La difficoltà iniziale sta proprio in questo: nel ritrovarsi a leggere qualcosa in una scrittura che non è la nostra, con dei termini ed una costruzione che non è dell nostra epoca. Una volta che prendi la mano la storia corre veloce però e le pagine si leggono da sole.

Al di là della storia che, comunque, é appassionante e appassionata colpisce il modo in cui è raccontata.
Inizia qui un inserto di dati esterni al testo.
PR #2337, opened 2026-08-19
feat(python): a2a-sdk 0.3/1.x dual-compat Part helpers

WillBeebe:
Hooman here. 👋  

I've been using A2UI a lot, it's lovely. This PR is an attempt to bring A2UI to a wider audience. Thank you for your consideration.

// below is an llm summary

Today `a2ui-agent-sdk` pins `a2a-sdk>=0.3.0,<0.4.0` (https://github.com/a2ui-project/a2ui/blob/main/agent_sdks/python/a2ui_agent/pyproject.toml#L22). ADK 2.x already accepts a2a-sdk>=0.3.4,<2, and Agent Engine / A2A protocol 1.0 stacks ship a2a-sdk 1.x. That <0.4 pin (plus 0.3-only Part(root=DataPart) construction) is what blocks those consumers.

This PR:
• adds a2ui.a2a._compat so the same helpers work on a2a-sdk 0.3 (pydantic DataPart / TextPart) and 1.x (protobuf Part)
• widens the published pin to a2a-sdk>=0.3.0,<2 while keeping this repo’s CI on 0.3 until samples drop Part.root

That's Python-type dual-compat (same idea as ADK’s _compat). It is not a2a-sdk’s enable_v0_3_compat / supported_interfaces wire layer — servers still opt into that separately.

We've run the library tests here on a2a-sdk 0.3.25 + ADK 2.3.0 (269 passed). Outside this repo we've used the 1.x-native helpers heavily with A2UI 0.8 / 0.9 and Gemini Enterprise over A2A. Sample rewrites are a follow-up (ready).

Here's a decent LLM summary the goes over more of the details. Thank you for your consideration.

A2A SDK **1.x** is the native protocol-1.0 stack. Staying on 0.3 is staying on a compat generation. `_compat` is what lets `a2ui-agent-sdk` run on **either** without rewriting samples yet.

## Why 1.x vs staying on 0.3

A2UI is not an ADK or model feature. It rides on A2A: the agent card advertises the A2UI extension, the client activates it, the executor emits **data Parts** (`application/json+a2ui` / `application/a2ui+json`). If those Parts cannot be built or read on the SDK people actually install, generative UI is blocked.

`a2a-sdk` 1.x is that stack:

| | **0.3** | **1.x** |
|---|---|---|
| Spec | A2A 0.3 | A2A **1.0** (proto-first, ProtoJSON) |
| Types | Pydantic `Part(root=DataPart\|TextPart)` | Flat protobuf `Part` (`text` / `data` / `raw` / `url` oneof) |
| Card | single `url` | `supported_interfaces` (JSON-RPC + REST + gRPC) |
| Server | `A2AStarletteApplication` wrapper | `create_jsonrpc_routes` / `create_rest_routes` you mount into Starlette/FastAPI |
| Extension activation | `RequestContext.add_activated_extension` | `call_context.state["activated_extensions"]` |
| Extension params | dict constructor | protobuf `Struct` via `.update()` |

That is not cosmetic. ADK 2.x’s `[a2a]` extra already accepts `a2a-sdk>=0.3.4,<2` and **tells new integrations to target 1.x**. Agent Engine A2A stacks that ship ADK 2.x + `a2a-sdk` 1.x already run that combo. This package was still pinned `<0.4` and constructed 0.3-only types, so it **cannot import** next to them:

- `Part(root=DataPart(...))` / `Part(root=TextPart(...))`
- `RequestContext.add_activated_extension`
- `AgentExtension(params=dict)`

Without this change, anyone on that stack has to vendor the SDK. With it, the published package can sit in a 1.x environment.

1.x also gives real product surface that 0.3 does not: first-class gRPC, REST, stricter streaming (Task-first vs one Message), and one JSON-RPC mount that still speaks 0.3 on the wire via `enable_v0_3_compat=True`. That last piece is **a2a-sdk’s** protocol compat, not this PR.

## Two compat layers (easy to mix up)

**1. a2a-sdk `enable_v0_3_compat`** — *wire protocol*. A 1.x **server** still accepts 0.3 JSON-RPC/REST clients. Internal types are protobuf; the SDK translates on the boundary. JS `@a2a-js/sdk` `legacyCompat: {enabled: true}` is the client twin.

**2. `a2ui.a2a._compat` (this PR)** — *Python types*. A2UI library code used to do `Part(root=DataPart(...))`. That constructor does not exist on 1.x. `_compat` detects the installed generation (`StreamResponse` is 1.x-only) and builds/reads the right shape.

Same idea as ADK’s own `_compat`: one public API, two SDK generations.

What it actually covers:

- **Construct:** `make_text_part` / `make_data_part` / `make_agent_extension`
- **Read:** `is_data_part`, `data_part_dict`, `part_metadata`, `part_media_type`
- **Activate:** `add_activated_extension` — 0.3 method if present, else `call_context.state`
- **Bridge old callers:** `data_part_view` so `get_a2ui_datapart(...).metadata.get(...)` still works on 1.x

Public helpers (`create_a2ui_part`, `is_a2ui_part`, `get_a2ui_data`, `extract_user_action`, `try_activate_a2ui_extension`) all go through that. Callers stop touching `part.root`.

## Why this PR shape

This repo cannot jump to 1.x-only today: restaurant finder and other samples still use `Part.root`. So this PR:

1. Widens the **published** pin to `a2a-sdk>=0.3.0,<2`
2. Keeps workspace **CI on 0.3** via `constraint-dependencies` until samples migrate
3. Leaves sample rewrites out of scope

That is conservative and mergeable. Consumers who already run 1.x get a working SDK; this repo’s samples keep passing.

Extra helpers that are useful even on 0.3:

- `extract_user_action` — mime-tagged **and** untagged inbound `userAction` (clients often omit the A2UI mime on clicks)
- `A2uiPartConverter` accepts ADK 2.x converters that return a **list** of Parts
- `A2uiSubagentMap` no longer inspects `part.root`

Out of scope on purpose (and should stay out): Gemini Enterprise / Agent Engine last-mile, Cloud Run normalize, Python floor bump. Follow-up can migrate samples to `extract_user_action` and drop the 0.3 branch later.

## What

- Add `a2ui.a2a._compat` for Part / AgentExtension construction and reads.
- Route `create_a2ui_part`, `is_a2ui_part`, `get_a2ui_datapart`, parse helpers, and `try_activate_a2ui_extension` through it.
- New helpers: `get_a2ui_data`, `part_data_as_dict`, `extract_user_action`.
- `A2uiSubagentMap` no longer inspects `part.root`.
- `A2uiPartConverter` accepts ADK 2.x converters that return a list of Parts.
- Widen published pin to `a2a-sdk>=0.3.0,<2`. Workspace `constraint-dependencies` keeps CI on 0.3 until samples stop using `Part.root`.

## Out of scope

Restaurant finder / other samples still use `part.root`. Follow-up PR can switch them to `extract_user_action`.

## Test

```bash
uv run --package a2ui-agent-sdk pytest \
  agent_sdks/python/a2ui_agent/tests/a2a \
  agent_sdks/python/a2ui_agent/tests/adk \
  agent_sdks/python/a2ui_agent/tests/conformance -q
```

269 passed (a2a-sdk 0.3.25, google-adk 2.3.0).


agent_sdks/python/a2ui_agent/src/a2ui/a2a/_compat.py
```diff
@@ -0,0 +1,180 @@
...
+
+
+def part_metadata(part: Part) -> dict[str, Any]:
+    """Reads a Part's metadata as a plain dict."""
+    if IS_A2A_V1:
+        from google.protobuf.json_format import MessageToDict
+
+        if part.HasField("metadata"):
+            return MessageToDict(part.metadata)
+        return {}
```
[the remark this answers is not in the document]
WillBeebe: Are you suggesting theses three lines be MessageToDict(part.metadata)

WillBeebe:
CLA updated.

WillBeebe:
Follow-up stack (branched from this PR):

1. **[#2363](https://github.com/a2ui-project/a2ui/pull/2363)** — sibling CI job that actually runs `a2ui-agent-sdk` on **a2a-sdk 1.x**. Isolated venv (workspace `uv sync --all-packages` cannot resolve 1.x while sample packages still pin `<0.4`). Pytest is `tests/a2a` through `_compat`. Also drops `HasField` on protobuf map metadata.

2. **[#2364](https://github.com/a2ui-project/a2ui/pull/2364)** — first-party ADK samples (restaurant finder, custom-components-example) stop using `Part.root`. Community samples and the 0.3 workspace constraint stay for a later cut.

`pack_specs_hook.py` is **not** in this stack: it is build hygiene (bundled schema / skip ANTLR regen when assets are already present), not the 1.x Part-type gap.

WillBeebe:
Hi @polina-c

Curious what you think.

polina-c:
Would you mind to create an issue separately, that would explain problem that this PR is solving, and link the issue in the first line of description?

\+ @nan-yu , who is more familiar with Python codebase.

WillBeebe:
@polina-c yes no problem at all. I'll take care of that. :)

jacobsimionato:
Assigning to @nan-yu to take a look at this. In principle, it seems great, but also we are looking at decoupling the A2A integration from our SDKs, so this may not be aligned with our roadmap.

If that is the case, either we might want to accept this but release a separate agent SDK A2A integration package, or else encourage the community to build and maintain such an integration package.

agent_sdks/python/a2ui_agent/src/a2ui/a2a/_compat.py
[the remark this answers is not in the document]
nan-yu: My review agent suggested that `part.metadata` is a `ScalarMapContainer`, not a `google.protobuf.message.Message`. Passing it to `MessageToDict()` throws:
`AttributeError: 'google._upb._message.ScalarMapContainer' object has no attribute 'DESCRIPTOR'`.

## Fix

Use `dict(part.metadata)` for map fields, and add a `None` guard:
```python
def part_metadata(part: Part) -> dict[str, Any]:
    """Reads a Part's metadata as a plain dict."""
    if part is None:
        return {}
    if IS_A2A_V1:
        meta = getattr(part, "metadata", None)
        if meta is None:
            return {}
        if hasattr(meta, "DESCRIPTOR"):  # In case metadata is a Struct Message
            from google.protobuf.json_format import MessageToDict
            return MessageToDict(meta)
        return dict(meta)
    return getattr(getattr(part, "root", None), "metadata", None) or {}
```

## Reproducing Unit Test

```Python
def test_part_metadata_v1_raises_attribute_error_on_map_container(monkeypatch):
    """Demonstrates that MessageToDict fails on protobuf map containers."""
    monkeypatch.setattr(_compat, "IS_A2A_V1", True)

    # In protobuf Python, map fields are ScalarMapContainer objects (dict-like without DESCRIPTOR)
    class MockScalarMapContainer(dict):
        pass

    mock_proto_part = SimpleNamespace(
        WhichOneof=lambda field: "data" if field == "content" else None,
        metadata=MockScalarMapContainer({"mimeType": "application/a2ui+json"}),
        media_type="",
    )

    # Calling part_metadata (or is_a2ui_part) triggers MessageToDict(part.metadata)
    with pytest.raises(AttributeError, match="DESCRIPTOR"):
        _compat.part_metadata(mock_proto_part)


def test_part_metadata_v1_none_raises_attribute_error(monkeypatch):
    """Demonstrates that part_metadata(None) crashes on 1.x without a None guard."""
    monkeypatch.setattr(_compat, "IS_A2A_V1", True)

    with pytest.raises(AttributeError):
        _compat.part_metadata(None)
```

agent_sdks/python/a2ui_agent/src/a2ui/a2a/_compat.py
```diff
@@ -0,0 +1,182 @@
...
+    if part is None:
+        return False
+    if IS_A2A_V1:
+        return part.WhichOneof("content") == "text"
+    from a2a.types import TextPart  # type: ignore[attr-defined]
+
+    return isinstance(getattr(part, "root", None), TextPart)
+
+
+def part_text(part: Part) -> str:
```
nan-yu, line 90: Other methods check if Part is None, should we also check it here?

agent_sdks/python/a2ui_agent/src/a2ui/a2a/_compat.py
```diff
@@ -0,0 +1,182 @@
...
+    if IS_A2A_V1:
+        from google.protobuf.json_format import MessageToDict
+
+        data = MessageToDict(part.data)
+        return data if isinstance(data, dict) else None
+    data = part.root.data
+    return data if isinstance(data, dict) else None
+
+
+def part_media_type(part: Part) -> Optional[str]:
```
nan-yu, line 119: Checking if Part is None here?

agent_sdks/python/a2ui_agent/src/a2ui/a2a/_compat.py
```diff
@@ -0,0 +1,182 @@
...
+    if callable(add_activated):
+        add_activated(uri)
+        return
+    call_context = getattr(context, "call_context", None)
+    if call_context is None:
+        return
+    state = getattr(call_context, "state", None)
+    if state is None:
+        return
+    activated = state.setdefault("activated_extensions", set())
```
nan-yu, line 162: If `state["activated_extensions"]` was already initialized as a `list` by the server framework or middleware, `isinstance(activated, set)` evaluates to `False` and `state["activated_extensions"] = {uri}` overwrites the existing list, dropping previously activated extensions.

Fix: Handle both set and list:
```python
activated = state.get("activated_extensions")
if isinstance(activated, set):
    activated.add(uri)
elif isinstance(activated, list):
    if uri not in activated:
        activated.append(uri)
else:
    state["activated_extensions"] = {uri}
```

Trattasi ad ogni modo di una storia di amore che porta alla pazzia, alla fuga da un manicomio, alla ricerca della verità.

È travolgente ed erano criminali in questi manicomi, solo questo posso dirvi, il resto lo leggete da soli perché ne vale veramente la pena.

D’altronde credete che il “mio” scrittore poteva mai deludermi anche nel consiglio?! Io dico di no!